+++ Dataset excerpts +++

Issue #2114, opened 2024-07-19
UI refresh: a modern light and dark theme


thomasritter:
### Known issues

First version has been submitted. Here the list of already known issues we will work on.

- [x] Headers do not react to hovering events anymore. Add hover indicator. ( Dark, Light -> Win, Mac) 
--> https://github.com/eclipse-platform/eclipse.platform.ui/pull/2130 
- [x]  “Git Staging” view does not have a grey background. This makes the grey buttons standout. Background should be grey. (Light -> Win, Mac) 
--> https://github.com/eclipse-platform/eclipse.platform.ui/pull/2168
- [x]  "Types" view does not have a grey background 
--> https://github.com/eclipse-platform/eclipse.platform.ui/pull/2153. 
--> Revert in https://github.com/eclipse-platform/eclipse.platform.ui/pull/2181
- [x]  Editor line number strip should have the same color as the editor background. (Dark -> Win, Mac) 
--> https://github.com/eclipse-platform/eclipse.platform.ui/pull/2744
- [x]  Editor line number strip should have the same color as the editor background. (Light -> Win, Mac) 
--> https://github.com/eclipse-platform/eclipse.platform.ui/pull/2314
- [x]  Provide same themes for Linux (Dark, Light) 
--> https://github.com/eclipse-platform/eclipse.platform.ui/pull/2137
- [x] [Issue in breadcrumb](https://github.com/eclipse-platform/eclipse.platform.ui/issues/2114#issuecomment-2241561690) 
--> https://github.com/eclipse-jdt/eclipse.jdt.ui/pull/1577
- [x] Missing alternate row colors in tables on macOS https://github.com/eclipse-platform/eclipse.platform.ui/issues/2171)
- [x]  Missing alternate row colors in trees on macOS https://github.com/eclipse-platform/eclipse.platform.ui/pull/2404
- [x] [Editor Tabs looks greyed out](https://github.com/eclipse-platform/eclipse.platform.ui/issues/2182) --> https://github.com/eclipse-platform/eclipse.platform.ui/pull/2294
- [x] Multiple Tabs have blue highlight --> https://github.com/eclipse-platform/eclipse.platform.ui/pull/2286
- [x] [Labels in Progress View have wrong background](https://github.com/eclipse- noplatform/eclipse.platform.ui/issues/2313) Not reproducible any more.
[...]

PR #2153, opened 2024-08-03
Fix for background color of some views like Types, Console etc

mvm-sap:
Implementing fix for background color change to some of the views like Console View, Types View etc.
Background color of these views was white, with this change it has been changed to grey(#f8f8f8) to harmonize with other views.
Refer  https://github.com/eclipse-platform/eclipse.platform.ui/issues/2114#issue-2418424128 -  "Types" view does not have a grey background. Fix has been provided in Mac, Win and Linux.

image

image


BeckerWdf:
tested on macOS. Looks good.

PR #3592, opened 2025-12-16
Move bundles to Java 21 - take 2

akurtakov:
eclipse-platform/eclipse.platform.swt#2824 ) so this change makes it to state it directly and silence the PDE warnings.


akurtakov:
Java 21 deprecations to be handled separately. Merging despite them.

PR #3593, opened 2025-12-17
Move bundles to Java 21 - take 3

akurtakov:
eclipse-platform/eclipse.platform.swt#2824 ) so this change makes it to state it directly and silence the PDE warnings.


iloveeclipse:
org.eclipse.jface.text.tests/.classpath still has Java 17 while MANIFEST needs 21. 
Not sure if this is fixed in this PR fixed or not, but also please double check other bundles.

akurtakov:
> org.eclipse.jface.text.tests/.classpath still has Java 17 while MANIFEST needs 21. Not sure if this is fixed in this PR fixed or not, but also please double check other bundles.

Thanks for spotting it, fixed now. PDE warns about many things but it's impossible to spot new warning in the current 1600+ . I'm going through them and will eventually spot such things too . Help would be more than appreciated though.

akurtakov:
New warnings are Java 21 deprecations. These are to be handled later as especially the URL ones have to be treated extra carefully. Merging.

+++

• _Task goal_
In the listing above, start at the line with "Background color of these", go on through the line with "Java 21 deprecations to", and copy each of those lines exactly; leave out all the rest.

• _Response_
Background color of these views was white, with this change it has been changed to grey(#f8f8f8) to harmonize with other views.
Refer  https://github.com/eclipse-platform/eclipse.platform.ui/issues/2114#issue-2418424128 -  "Types" view does not have a grey background. Fix has been provided in Mac, Win and Linux.

image

image


BeckerWdf:
tested on macOS. Looks good.

PR #3592, opened 2025-12-16
Move bundles to Java 21 - take 2

akurtakov:
eclipse-platform/eclipse.platform.swt#2824 ) so this change makes it to state it directly and silence the PDE warnings.


akurtakov:
Java 21 deprecations to be handled separately. Merging despite them.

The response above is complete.